(For other readers:) This is what our Highway library does - wrapper functions a...

camel-cdr · 2025-04-26T13:42:52 1745674972

I quite like highway.

As mentioned, last time I tried vqsort for RVV it was surprisingly slow.

I tried to replicate it yesterday, but noticed that vqsort is now disabled for RVV: https://github.com/google/highway/blob/400fbf20f2e40b984be12...

Does highway support sorting networks for non-128-bit vector registers?

When I tried to compile it for AVX512, the BaseCase seems to only use xmm registers: https://godbolt.org/z/qr9xoTGKn

janwas · 2025-04-26T13:56:38 1745675798

:) Yes, vqsort recently tickled a bug in clang.
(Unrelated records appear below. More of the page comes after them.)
Issue #1123, opened 2026-08-29
Developer build never sees its Accessibility grant: setup-signing.sh dies silently on stock LibreSSL, leaving every rebuild ad-hoc


iltonandrew:
### What happens

On a self-built Developer build (`./build.sh --dev --install`), Accessibility-gated features stop working after any rebuild, and the state is a dead end:

- System Settings → Privacy & Security → Accessibility shows **Vorssaint (Developer) as granted**.
- The app's Permissions page shows Accessibility as **not granted** (`AXIsProcessTrusted()` is false).
- Clicking the grant button does nothing visible: `AXIsProcessTrustedWithOptions(prompt:)` never prompts because a TCC row for `com.vorssaint.utils.dev` already exists, and the guide overlay points at a toggle that is already on.

Since most features lean on Accessibility, the Developer build is effectively unusable.

### Why — two defects chained

**1. `Tools/setup-signing.sh` dies silently on the stock openssl.** The script runs `openssl pkcs12 -export -legacy …`. `-legacy` is an OpenSSL 3 flag; macOS ships LibreSSL at `/usr/bin/openssl`, which rejects it (`unknown option '-legacy'`). Both openssl calls have `2>/dev/null`, so under `set -e` the script exits 1 printing nothing at all. On any Mac without a Homebrew OpenSSL 3 in PATH, the documented cure for unstable local signing has never worked:

```
$ ./Tools/setup-signing.sh; echo $?
1
$ /usr/bin/openssl version
LibreSSL 3.3.6
```

**2. `build.sh` falls through to ad-hoc, whose grants cannot survive a rebuild.** With no identity, the bundle is ad-hoc signed and its designated requirement degenerates to the binary's hash:

```
$ codesign -d -r- "/Applications/Vorssaint (Developer).app"
# designated => cdhash H"b59de61e6f652f000fb44ce1ad8bf5eed446ac96"
```

macOS ties the Accessibility grant to that requirement. The next build has a different cdhash, so tccd stops trusting the app — while System Settings keeps rendering the stale row as granted and suppresses any new prompt. The only mid-build hint is one quiet line (`signing ad-hoc (no identity installed — run Tools/setup-signing.sh)`), advising a script that then fails silently (defect 1).

### The docs already disagree about this

[...]

PR #1132, opened 2026-08-29
fix(permissions): let the guide card start over on a stale entry and relaunch for Screen Recording

andreisuslov:
## Summary

The permission guide card can wait forever on a switch that is already on. The entry macOS keeps for Accessibility or Screen Recording is bound to the app's code signature, so a copy signed differently (a local build, or an update signed another way) finds its switch on in System Settings and the permission gone. The card says "Turn Vorssaint on in that list", the person finds it on, and nothing happens.

Two additions to the card:

- After 12 seconds of waiting it says why that can happen and offers **Start over**, which removes this app's own entry (`tccutil reset <service> <bundle id>`, the command Apple documents for it, no privilege needed for one's own entries) and asks again, so System Settings shows a fresh row that can be turned on.
- For Screen Recording, which applies only to a fresh process, the granted state keeps the card up with a **Relaunch to apply** button (the existing `relaunchApp`) instead of fading out and leaving the feature not working.

Built on `tccutil` and the app's own permission refresh; no new dependency or permission. Strings in all thirteen languages.

What a user notices: a card that is stuck on an already-on switch explains itself and has a button that fixes it.

## Verification

MacBook Pro 14" (MacBookPro18,3, M1 Pro), macOS 15.7.7 (24G720), one display, English (US). Own build: `./build.sh --dev --install`, `./build.sh --test`. Reproduced the stuck state by rebuilding an ad-hoc-signed developer build (the switch stays on, `CGPreflightScreenCaptureAccess` stays false) and cleared it with the same `tccutil reset` the button runs. Not tested by hand yet: the button itself on screen, and a localized card. I will confirm and say so here.

### DIFF
--- a/Sources/Vorssaint/Core/PermissionGuideStrings.swift
+++ b/Sources/Vorssaint/Core/PermissionGuideStrings.swift
@@ -15,6 +15,12 @@ struct PermissionGuideStrings {
     let waiting: String
     let granted: String
     let closeHelp: String
+    /// Shown once the wait has gone on a while: the usual cause is an entry
+    /// left by an earlier copy of the app, which macOS shows as on but no
+    /// longer honours.
+    let staleHint: String
+    let startOver: String
+    let relaunch: String
 }
 
 extension FeatureStrings {
@@ -45,7 +51,10 @@ extension PermissionGuideStrings {
         stepReturn: "여기로 돌아오세요. 이 카드가 자동으로 확인합니다.",
         waiting: "권한을 기다리는 중…",
         granted: "권한이 허용되었습니다!",
-        closeHelp: "닫기"
+        closeHelp: "닫기",
+        staleHint: "목록에서 이미 켜져 있나요? 그 항목은 이전 앱 사본의 것입니다. 다시 시작하여 교체하세요.",
+        startOver: "다시 시작",
+        relaunch: "적용하려면 다시 실행"
     )
 }
 
@@ -57,7 +66,10 @@ extension PermissionGuideStrings {
         stepReturn: "Come back. This card notices by itself.",
         waiting: "Waiting for the permission…",
         granted: "Permission granted!",
-        closeHelp: "Close"
+        closeHelp: "Close",
+        staleHint: "Already on in that list? That entry belongs to an earlier copy of the app. Start over to replace it.",
+        startOver: "Start over",
+        relaunch: "Relaunch to apply"
     )
 
     static let ptBR = PermissionGuideStrings(
@@ -67,7 +79,10 @@ extension PermissionGuideStrings {
         stepReturn: "Volte para cá. Este cartão percebe sozinho.",
         waiting: "Esperando a permissão…",
         granted: "Permissão concedida!",
-        closeHelp: "Fechar"
+        closeHelp: "Fechar",
+        staleHint: "Já está ativado nessa lista? Essa entrada pertence a uma cópia anterior do app. Recomece para substituí-la.",
+        startOver: "Recomeçar",
+        relaunch: "Reabrir para aplicar"
     )
 
     static let tr = PermissionGuideStrings(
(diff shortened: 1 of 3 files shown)


PathGao:
Right diagnosis — the stuck card really is a signature-bound entry that macOS still shows as on.

**`startOver` hand-rolls the subprocess.** `SelfUninstall.resetTCC()` already runs the identical command as `Shell.run("/usr/bin/tccutil", ...)`, which routes through `BoundedProcessRunner` — the runner whose comment names #971 as why a bare `waitUntilExit()` was removed. Yours is bare, and it's on the main thread (button action), so a stuck `tccutil` hangs the UI. `Shell.run` on a global queue, hop back to main for the refresh.

**Start over tears down its own card mid-click.** `startOver` → `requestAccessibility()` → `show()`, which does `panel = nil` while the button's action is still on the stack, then builds a fresh model — the hint and button vanish and the 12s wait restarts. `DispatchQueue.main.async` around the call.

**A granted Screen Recording card polls forever.** `visibleSurfaceCount > 0` pins `PermissionPollingSupport.interval` at 2.5s whatever the grant state, and this card no longer leaves. Drop the surface demand in the granted sink, keep the panel.

Not verified: whether `CGPreflightScreenCaptureAccess` flips before relaunch. If it doesn't, that Relaunch button never appears.

**Impact:** UI hang on a stuck `tccutil`; a 2.5s timer that never stops after a Screen Recording grant.
**Merge:** needs the `Shell.run` swap, off the main thread, first.

ref #1123

andreisuslov:
@PathGao every point raised here is addressed and pushed, main is merged in, tests pass and GitHub shows the branch as mergeable. From my side this is complete and ready to merge.

PathGao:
The diff I'm reading doesn't have those changes in it. `Permissions.startOver` still builds its own `Process` and calls `waitUntilExit()` inline; `onStartOver` still calls it straight from the button action, so that wait is on the main thread; and the granted sink still leaves `pollingDemandID` demanding a surface, which pins the interval at 2.5s after a Screen Recording grant.

The first one is one line — `SelfUninstall.resetTCC()` already makes the same call:

```swift
_ = Shell.run("/usr/bin/tccutil", ["reset", service, bundleID])
```

on a global queue, `refreshActivePermissions()` hopped back to main.

If you pushed after the snapshot I'm looking at, say so and I'll re-read. Otherwise check what actually landed on the branch — a merge of main wouldn't carry these.

**Impact:** unchanged from my last comment — UI hang on a stuck `tccutil`, and a 2.5s timer that never stops after a Screen Recording grant.
**Merge:** needs the `Shell.run` swap, off the main thread, first.

andreisuslov:
You were reading the branch as it was; the earlier reply described the diagnosis, not a push. All three are now in `de82182`:

- `startOver` runs `Shell.run("/usr/bin/tccutil", ["reset", service, bundleID])` on a global queue, the same call as `SelfUninstall.resetTCC`, with `refreshActivePermissions()` and the re-request hopped back to main. No bare `Process` or `waitUntilExit` left.
- That hop also means the button's click finishes before `show()` rebuilds the card, so the hint and button no longer vanish under the pointer and the 12 s wait does not restart mid-click.
- The granted sink releases the polling surface demand (`setActivePermissionSurface(pollingDemandID, visible: false)`) for both kinds; the Screen Recording card keeps its panel and Relaunch button without the 2.5 s timer behind it.

On whether `CGPreflightScreenCaptureAccess` flips before a relaunch: on this Mac (15.7.7) it did, after the switch was turned on for the running process, which is what let the Relaunch button appear. I have not checked other versions.

andreisuslov:
@vorssaint ready to merge whenever you have a moment. Main is merged in (branch is current), `./build.sh` finishes without warnings, `--selftest` passes and `./build.sh --test` is green; @PathGao's review points here are all addressed and answered above. This one is independent.

PathGao:
All three landed in `de82182` and I re-read them against `main`.

`startOver` goes through `Shell.run` now, which is bounded at 5s in `BoundedProcessRunner` and off the main thread, with the refresh and the re-request hopped back — that also takes care of the mid-click teardown for free. And releasing `pollingDemandID` in the granted sink drops `PermissionPollingSupport.interval` from 2.5s to 60s (or nil) for both kinds, so the Screen Recording card can stay put without a timer behind it.

Nothing else to flag.

Not verified: the two new buttons rendering in the non-activating borderless panel, and `CGPreflightScreenCaptureAccess` on anything other than 15.7.7. If it doesn't flip pre-relaunch on some version, the Relaunch button just never appears there and the card behaves as it does today — no worse.

**Impact:** none outstanding.
**Merge:** ship it.

andreisuslov:
Thanks. On the two unverified points: both buttons render and act in the borderless non-activating panel on this Mac (the card is the one I used to re-grant after the signing change), and 15.7.7 is the only version I have. Ready for @vorssaint.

I've seen a steady stream of issues, many caused by SLP or the seeming absence of CI. You might try re-enabling it on GCC.
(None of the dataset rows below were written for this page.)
Issue #215, opened 2026-07-12
[Bug]: App Switcher doesn't display certain applications


AmberFirefox:
### Description

App Switcher does not display certain applications, Such as Steam, and FL Studio.

<img width="1174" height="902" alt="Image" src="https://github.com/user-attachments/assets/f366a4b5-cd70-4837-9042-2f0d475aaedd" />
Both have a custom window frame so that might be part of it?

### Steps to Reproduce

1. Use the App Switcher
2. Using Steam, When alt-tabbing using the App Switcher Steam doesn't appear.

### Vorssaint Version

3.1.12

### macOS Version

macOS 26 (Tahoe)

### Installation Method

Github Release

Namak1719:
Ditto, MS Word for me.

PR #1133, opened 2026-08-29
fix(switcher): list windows from apps that draw their own chrome

PathGao:
## Summary

Apps that draw their own title bar never appear in the App Switcher at all.

macOS gives a borderless window the `AXUnknown` subrole. The switcher read
that as "utility surface" and accepted it only when it filled a screen or the
process was a compatibility layer (`isSwitchableNonstandardWindow`). For an
app whose windows are all borderless, nothing passed the filter, and the
Accessibility cross-check that removes stale surfaces then vetoed every window
server surface the app owned — so the app disappeared from Cmd-Tab entirely
rather than losing one window. That veto has behaved this way since at least
v3.1.12, which is why the report predates the ghost-window fix in #826.

`AXUnknown` is the absence of a description, not a description of a utility
surface, so no bundle identifier can decide this correctly. The window server
already separates the two: an ordinary window sits at the normal window level
and a HUD, palette or overlay floats above it. An undescribed `AXWindow` at
the normal level is now a switch target whichever app shipped it. Subroles the
app did describe are untouched — a dialog, sheet or floating panel is filtered
exactly as before unless it fills the screen.

Measured on the shapes an AppKit app can produce (role, subrole, window
server layer):

| window | subrole | layer | before | after |
| --- | --- | --- | --- | --- |
| `.borderless` | `AXUnknown` | 0 | filtered | switchable |
| `.borderless` at `.floating` level | `AXUnknown` | 3 | filtered | filtered |
| `.borderless, .resizable` | `AXDialog` | 0 | filtered | filtered |
| `.titled` | `AXStandardWindow` | 0 | switchable | switchable |

Alternatives considered:

- **Add the bundle identifiers to `isSupportedMediaFloatingWindow`.** That
  list is the same defect handled per app; it has already been extended once
  and would need a line for every game client, DAW and custom-chrome app that
  ever gets reported.
- **Drop the screen-size requirement for every nonstandard subrole.** Panels
  and dialogs would become switcher entries; the measurements above show the
  window level draws the line where the subrole cannot.
- **Stop the veto instead — treat any window the app still lists as proof its
  surface is real.** This fixes the disappearance without deciding what is a
  switch target, but it puts every dialog and panel surface back into the
  list, which is a wider behaviour change than the report asks for.

The `AXUnknown` half of the media-app allowlist is now redundant for anything
at the normal window level, and the compatibility-layer exception only still
matters for surfaces that resolve to no window server id. Both are left in
place: removing them needs a check on Adobe and Crossover hardware, which I do
not have.

## Verification

Mac17,3 (Apple M5), macOS 26.6.2 build 25G83, two displays, one Space, my own
`./build.sh` release build.

```
./build.sh                  # no warnings
./build.sh --test           # TESTS OK (8974 checks)
```

Since I have neither FL Studio nor Steam, I verified the filter against live
Accessibility data instead: a probe built the same window shapes as the table
above, then ran both the old and the new rule over every window of every
regular app running on this Mac. One verdict changed — the normal-level
borderless window flipped from filtered to switchable. Eleven other live
windows kept their verdict and nothing became newly filtered.

**Not tested:** FL Studio and Steam themselves, so I cannot confirm they use
this window shape rather than another nonstandard one; other Spaces and
full-screen Spaces; Adobe and Crossover apps, whose existing exceptions this
change leaves in place but no longer needs at the normal window level.

## Anything else

#512 carries two reports and this covers only the second one, FL Studio never
appearing; the closed-window half was fixed by #826.

Refs #512
Refs #215

### DIFF
--- a/CHANGELOG.md
+++ b/CHANGELOG.md
@@ -28,6 +28,7 @@ Vorssaint expands screen text recognition, clipboard, Super key, Dock Preview, A
 - Cleaner leftover scans now cover more preference panes and plugin folders while refusing nested app data, version folders, links and other ambiguous paths.
 
 ### Fixed
+- App Switcher now lists windows from apps that draw their own title bar or use borderless windows. Thanks to @PathGao.
 - Switching capture modes in the screen capture chooser now transitions smoothly without flickering or restarting the overlay session.
 - Clicking long text previews in the menu panel's clipboard section now keeps the preview confined to its row instead of overflowing across neighboring items. Thanks to @andreisuslov.
 - Navigating clipboard history with arrow keys now prevents hovering pointers from fighting keyboard selection, keeps the list responsive during scrolling and renders large text previews without layout pauses. Thanks to @andreisuslov.
--- a/Sources/Vorssaint/Services/Switcher/SwitcherSupport.swift
+++ b/Sources/Vorssaint/Services/Switcher/SwitcherSupport.swift
@@ -515,17 +515,32 @@ enum SwitcherSupport {
             || lower.hasPrefix("com.adobe.characteranimator")
     }
 
-    /// Some full-screen playback surfaces keep a nonstandard Accessibility
-    /// subrole. A screen-sized AX window is still a real switch target, while
-    /// smaller utility surfaces remain filtered. Compatibility-hosted windows
-    /// retain their existing role-based exception at every size.
+    /// Whether a window whose Accessibility subrole is not a standard one is
+    /// still a switch target.
+    ///
+    /// `AXUnknown` is the absence of a description, not a description of a
+    /// utility surface: apps that draw their own title bar ship borderless
+    /// windows, and macOS reports those as an undescribed `AXWindow`. The
+    /// window server tells those apart from overlays for us — an ordinary
+    /// window sits at the normal window level, while a HUD or panel floats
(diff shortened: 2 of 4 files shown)


PathGao:
Window level is the right signal: it separates a borderless window from an overlay without naming apps, and the four-shape table makes it checkable.

One gap. Non-fullscreen `AXUnknown` windows now enter the AX snapshot, and `appendAccessibilityOnlyWindows` appends every snapshot entry the main loop did not mark `seen`. The main loop drops `alpha == 0` surfaces with a bare `continue` — no `seen.insert`. So a transparent borderless normal-level window ≥80×60 that the app lists over AX goes from filtered to an untitled switcher entry. Splash screens and popups an app left at the default level come through the same door. Read off the code, not seen on hardware.

Smaller: `hasNormalWindowLevel` already carries `subrole == "AXUnknown" && role == AXWindow`, and `isSwitchableNonstandardWindow` re-checks both. The new floating-panel test passes `hasNormalWindowLevel: true` with `AXFloatingWindow`, an input the caller cannot produce — it asserts the duplication, not behaviour. One side should own the check.

**Impact:** apps with invisible or splash borderless windows at the normal level gain phantom switcher entries.
**Merge:** needs the alpha-0 / AX-only path checked first.

ref #512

Yes, the issue with the sorting network is that it is limited to 16x16 to reduce code explosion. With uint16_t, XMM are sufficient for the 8-column case; your Godbolt link does have some YMM for the 16-column case. When changing the type to sort to uint32_t, we see ZMM as expected.

camel-cdr · 2025-04-26T14:42:34 1745678554

Btw, here is a VLA vector register sort: https://godbolt.org/z/Env64961q

It has a few more instructions then the VLS version, but the critical dependency chain is the same.

It's also slightly less optimal on x86, because it alway uses lane crossing permutes. For AVX512 that is 5 out of 15 permutations that are vperm, but could've been vshuf. (if the loop isn't unrolled and optimized by the compiler)

I wasn't able to figure out how to implement the multi vector register sort in a VLA way.

janwas · 2025-04-26T17:29:08 1745688548

Nice work :) Clang x86 indeed unrolls, which is good. But setting the CC and AA mask constants looks fairly expensive compared to fixed-pattern shuffles.

Yes, the 2D aspect of the sorting network complicates things. Transposing is already harder to make VLA and fusing it with the other shuffles certainly doesn't help.